Below we see the sales of one month at Electronidex, with 58% of transactions containing Desktop’s, and 53% containing Laptops. This is a much higher frequency than the existing sales at Blackwell.
With the higher sales of Desktops acquiring Electronidex could provide, we can utilize the high confidence rates the below 10 rules their transaction data provides to increase sales in Desktops, by providing discounted bundle deals on the lhs item sets. This could be best encouraged with Blackwell existing high sales in Accessories to push more sales in Desktop computers:
inspect(head(RULEtrans,10))
## lhs rhs support confidence coverage lift count
## [1] {Computer Mice,
## Keyboards,
## Printer Ink} => {Desktop} 0.01057448 0.9285714 0.01138790 1.601069 104
## [2] {External Harddrive,
## Laptops,
## Monitors} => {Desktop} 0.01098119 0.9075630 0.01209964 1.564846 108
## [3] {Laptops,
## Printers,
## Tablets} => {Desktop} 0.01291307 0.9071429 0.01423488 1.564122 127
## [4] {Computer Headphones,
## Monitors,
## Printers} => {Desktop} 0.01331978 0.8972603 0.01484494 1.547082 131
## [5] {Accessories,
## Computer Headphones,
## Computer Mice} => {Desktop} 0.01026945 0.8938053 0.01148958 1.541125 101
## [6] {Monitors,
## Printers,
## Tablets} => {Desktop} 0.01382816 0.8888889 0.01555669 1.532648 136
## [7] {Keyboards,
## Monitors,
## Printer Ink} => {Desktop} 0.01535333 0.8882353 0.01728521 1.531521 151
## [8] {Computer Mice,
## Monitors,
## Smart Devices} => {Desktop} 0.01209964 0.8880597 0.01362481 1.531218 119
## [9] {Computer Chords,
## Computer Headphones,
## Monitors} => {Desktop} 0.01037112 0.8869565 0.01169293 1.529316 102
## [10] {Monitors,
## Speakers,
## Tablets} => {Desktop} 0.01189629 0.8863636 0.01342145 1.528294 117
We also notice Electronidex offer a new consumer market to increase revenues, with some transactions being Business to Business as well as, like Blackwell’s existing market, Business to Consumer.
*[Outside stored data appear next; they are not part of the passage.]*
PR #354, opened 2019-04-26
Fixed memory alignment issue for atomic functions on 32 bit system

zezha-msft:


cmd/sync.go
```diff
@@ -150,6 +150,23 @@ func (raw *rawSyncCmdArgs) cook() (cookedSyncCmdArgs, error) {
 }
 
 type cookedSyncCmdArgs struct {
+	// NOTE: for the 64 bit atomic functions to work on a 32 bit system, we have to guarantee the right 64-bit alignment
+	// so the 64 bit integers are placed first in the struct to avoid future breaks
+	// refer to: https://golang.org/pkg/sync/atomic/#pkg-note-BUG
+	// defines the number of files listed at the source and compared.
+	atomicSourceFilesScanned uint64
+	// defines the number of files listed at the destination and compared.
+	atomicDestinationFilesScanned uint64
```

This opens up a brand new revenue stream for Blackwell should they acquire Electronidex. As previously mentioned, we calculate the B2B to be 15% of all transactions which, when combined with the fact B2B transactions tend to be higher volume, could create large profits.
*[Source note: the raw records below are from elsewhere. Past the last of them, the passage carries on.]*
Issue #199, opened 2019-02-05
ADLS Gen2 - B2B User : provide relevant error message when tenantid not provided


kvaes:
### What command did you run?
(login with B2B user, where the tenant is different from the one of the owner of the storage account)
azcopy login
azcopy cp https://testaccount.dfs.core.windows.net/testcontainer/testfile. /test
=> "failed to perform copy command due to error: cannot start job due to error: the destination must be an existing directory in this download scenario."

(login with B2B user, whilst specifying the tenant of the one of the owner of the storage account)
azcopy login --tenant-id *insert tenant id of storage account/subscription owner*
azcopy cp https://testaccount.dfs.core.windows.net/testcontainer/testfile. /test
=> Scanning...
Using OAuth token for authentication.

Job eb7e7868-f41e-ad44-78ee-ea6a922a8015 has started

Log file is located at: /home/kvaes/.azcopy/eb7e7868-f41e-ad44-78ee-ea6a922a8015.log
0 Done, 0 Failed, 1 Pending, 0 Skipped, 1 Total , 2-sec Throughput (Mb/s): 81.0663

Job eb7e7868-f41e-ad44-78ee-ea6a922a8015 summary
Elapsed Time (Minutes): 0.0669
Total Number Of Transfers: 1
Number of Transfers Completed: 1
Number of Transfers Failed: 0
Number of Transfers Skipped: 0
TotalBytesTransferred: 21326192
Final Job Status: Completed

### Expected behaviour? Provide an error message that states that there was an issue with the authentication part.

kvaes:
Update : It seems that the above error message is also shown if the permissions (POSIX ACLs) are not correct. So it's not limited to the the tenant-id.

jiacfan:
@kvaes Thanks for reaching us!  We'll discuss this internal, and update the thread later.

Best Regards,
Jiachen

adreed-msft:
Hi, kvaes, could you provide the complete log for your test with no specified Tenant ID? I suspect there's something important logged that you have omitted. Before AzCopy will reach the error that you had, it will output a graceful error along the lines of `INFO: source is not validated as a single file: <Error>`.

I believe that will help us target what kind of error is the culprit and thus provide a meaningful error message.

kvaes:
Sent the log offline.

adreed-msft:
Hi, this was patched in #358 and has been released as a part of AzCopy 10.2.x. Enjoy!

PR #358, opened 2019-05-01
Tackling incorrect error presented in #199

adreed-msft:
These commits change how error handling works in download scenarios in the following ways:
- Enables a way for certain errors to stop their host enumerator in a clean way (Because if we don't stop it, the command continues even though we already know auth won't work)
- Adds catches for InvalidAuthenticationInfo ServiceCodes, generated primarily by errors related to an incorrect token issuer, etc.

Furthermore, it adds a warning to `azcopy login` in order to warn users in advance that they are logging in under the common tenant.

As a result, this solves issue #199 by providing relevant errors and warnings when a B2B user attempts to authenticate a storage account from the wrong tenant (as well as when a user attempts to log in from the common tenant).

### DIFF
--- a/cmd/copyDownloadBlobEnumerator.go
+++ b/cmd/copyDownloadBlobEnumerator.go
@@ -84,7 +84,9 @@ func (e *copyDownloadBlobEnumerator) enumerate(cca *cookedCopyCmdArgs) error {
 			}
 			return nil
 		} else {
-			handleSingleFileValidationErrorForBlob(err)
+			if handleSingleFileValidationErrorForBlob(err) {
+				return err
+			}
 		}
 	}
 
--- a/cmd/copyDownloadBlobEnumerator.go
+++ b/cmd/copyDownloadBlobEnumerator.go
@@ -84,7 +84,7 @@ func (e *copyDownloadBlobEnumerator) enumerate(cca *cookedCopyCmdArgs) error {
 			}
 			return nil
 		} else {
-			if handleSingleFileValidationErrorForBlob(err) {
+			if isFatal := handleSingleFileValidationErrorForBlob(err); isFatal {
 				return err
 			}
 		}
--- a/cmd/copyEnumeratorHelper.go
+++ b/cmd/copyEnumeratorHelper.go
@@ -84,46 +84,73 @@ var infoCopyFromBucketDirectoryListOfFiles = "trying to copy the source as bucke
 var infoCopyFromDirectoryListOfFiles = "trying to copy the source as directory/list of files"
 var infoCopyFromAccount = "trying to copy the source account"
 
-func handleSingleFileValidationErrorForBlob(err error) {
+func handleSingleFileValidationErrorForBlob(err error) (stop bool) {
 	errRootCause := err.Error()
 	stgErr, isStgErr := err.(azblob.StorageError)
 	if isStgErr {
-		if stgErr.ServiceCode() == azblob.ServiceCodeAuthenticationFailed {
+		if stgErr.ServiceCode() == azblob.ServiceCodeInvalidAuthenticationInfo {
+			errRootCause = fmt.Sprintf("%s, Please ensure all login details are correct (or that you are signed into the correct tenant for this blob)", stgErr.ServiceCode())
+			stop = true
+		} else if stgErr.ServiceCode() == azblob.ServiceCodeAuthenticationFailed {
 			errRootCause = fmt.Sprintf("%s, please check if SAS or OAuth is used properly, or source is a public blob", stgErr.ServiceCode())
+			stop = true
 		} else {
 			errRootCause = string(stgErr.ServiceCode())
 		}
 	}
 
-	glcm.Info(fmt.Sprintf(handleSingleFileValidationErrStr, errRootCause))
+	if stop {
+		glcm.Info(errRootCause)
+	} else {
+		glcm.Info(fmt.Sprintf(handleSingleFileValidationErrStr, errRootCause))
+	}
+	return
 }
 
-func handleSingleFileValidationErrorForAzureFile(err error) {
+func handleSingleFileValidationErrorForAzureFile(err error) (stop bool) {
 	errRootCause := err.Error()
 	stgErr, isStgErr := err.(azfile.StorageError)
 	if isStgErr {
-		if stgErr.ServiceCode() == azfile.ServiceCodeAuthenticationFailed {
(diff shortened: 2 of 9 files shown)


cmd/copyEnumeratorHelper.go
```diff
@@ -84,46 +84,73 @@ var infoCopyFromBucketDirectoryListOfFiles = "trying to copy the source as bucke
...
+		} else if stgErr.ServiceCode() == azblob.ServiceCodeAuthenticationFailed {
 			errRootCause = fmt.Sprintf("%s, please check if SAS or OAuth is used properly, or source is a public blob", stgErr.ServiceCode())
+			stop = true
 		} else {
 			errRootCause = string(stgErr.ServiceCode())
 		}
 	}
 
-	glcm.Info(fmt.Sprintf(handleSingleFileValidationErrStr, errRootCause))
+	if stop {
```
zezha-msft: a bit confused here, why the different format depending on `stop`?

cmd/login.go
```diff
@@ -103,6 +103,11 @@ func (lca loginCmdArgs) process() error {
 		return err
 	}
 
+	if lca.tenantID == "" || lca.tenantID == "common" {
+		glcm.Info("WARNING: Logging in under the \"Common\" tenant. This will log the account in under its' home tenant, NOT under your target tenant.")
```
zezha-msft: typos here:

glcm.Info("WARNING: Logging in under the \"Common\" tenant. This will log the account in under **its** home tenant, NOT under your target tenant.")
		glcm.Info("If you plan to use **AzCopy** for B2B **Storage Accounts**, please sign in under the target tenant with --tenant-id")

cmd/copyEnumeratorHelper.go
adreed-msft: So, the way that AzCopy checks if something is a file or folder is that it tries to error out when attempting to download a file first. If it errored out, it would give a strange error formatting in my opinion. I don't need to know that it isn't a file if I know that there's an authentication error, right?

cmd/login.go
adreed-msft: Will fix in a moment, thanks for catching me.

cmd/copyEnumeratorHelper.go
```diff
@@ -84,46 +84,73 @@ var infoCopyFromBucketDirectoryListOfFiles = "trying to copy the source as bucke
 var infoCopyFromDirectoryListOfFiles = "trying to copy the source as directory/list of files"
 var infoCopyFromAccount = "trying to copy the source account"
```
JohnRusk: Sorry to mention it, but there seem to be some cases that are not getting caught by this code.  The ones I've spotted are:

1. We also enumerate blob storage in copyS2SMigrationBlobEnumerator.go. But that code does not call this routine, so the changes in this PR currently are not helping with the enumeration in copyS2SMigrationBlobEnumerator.go.
2. Sometimes, depending on how AzCopy is called, the code here does not execute.  E.g. when I sign in with the wrong tenant, this code in this file here executes if I run `azcopy.exe cp "https://<account>.dfs.core.windows.net/test1/foo.txt" d:\testdata\foo --recursive` but it does _not_ execute if I run `azcopy.exe cp "https://<account>.dfs.core.windows.net/test1" d:\testdata\foo --recursive`

sooo…. (and this is just a half-baked idea) how about making the "handleSingleFileValidation*" methods so they _just_ focus on returning "stop".  But move the new handling for outputting an informative message out of this file, and put it at line 896 of copy.go.  There, I think it will catch every error. (You may or may not have to take nesting of error objects into account.  If you're lucky, the simple cast to azBlob/File/bfs.StorageError will take care of grabbing the right nested error for you).  If that works, it will be guaranteed to catch everything.

cmd/copyEnumeratorHelper.go
```diff
@@ -84,46 +84,73 @@ var infoCopyFromBucketDirectoryListOfFiles = "trying to copy the source as bucke
...
```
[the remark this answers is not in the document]
adreed-msft: That outputs a proper authentication failed message currently. These changes were intended to resolve an incorrect error message (couldn't verify whether the source was a file or a folder, or something of that variety).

Another new revenue stream is the fact that Blackwell currently do not stock any Apple products. A shown below, 4 of the top 10 most frequently purchased items at Electronidex are made by Apple. We also found out that 64% of all transactions have at least one Apple product in them.
itemFrequencyPlot(transactionsMatrix, topN=10, type ='absolute', horiz=TRUE, cex.names=0.6)
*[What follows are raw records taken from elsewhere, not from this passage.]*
PR #363, opened 2019-05-02
Output the end-of-job summary to the log file

adreed-msft:
Where's my staples button saying "that was easy"?

I would've __preferred__ to add this to `&lifecycleMgr.Exit()`, though I didn't want to change the function signature because there are other functions that don't have a summary or log. If you'd like me to move it over to `&lifecycleMgr.Exit()`, however, I'm more than happy to.

### DIFF
--- a/cmd/copy.go
+++ b/cmd/copy.go
@@ -25,6 +25,7 @@ import (
 	"encoding/json"
 	"errors"
 	"fmt"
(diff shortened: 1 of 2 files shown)


JohnRusk:
Looks good.

adreed-msft:
Merging to dev since all reviews passed.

100 * (length(Appletrans)/length(trans))
## [1] 63.7214
It is for the above reasons that I believe there are huge potential upsides for Blackwell acquiring Electronidex. Not only does it provide multiple new revenue streams with different products, but also a new potential customer base. Should the acquisition take place, we have lots of rules we can implement with a focus of increasing sales in Desktop computers by creating discounts in some of the lhs sets in the above rules.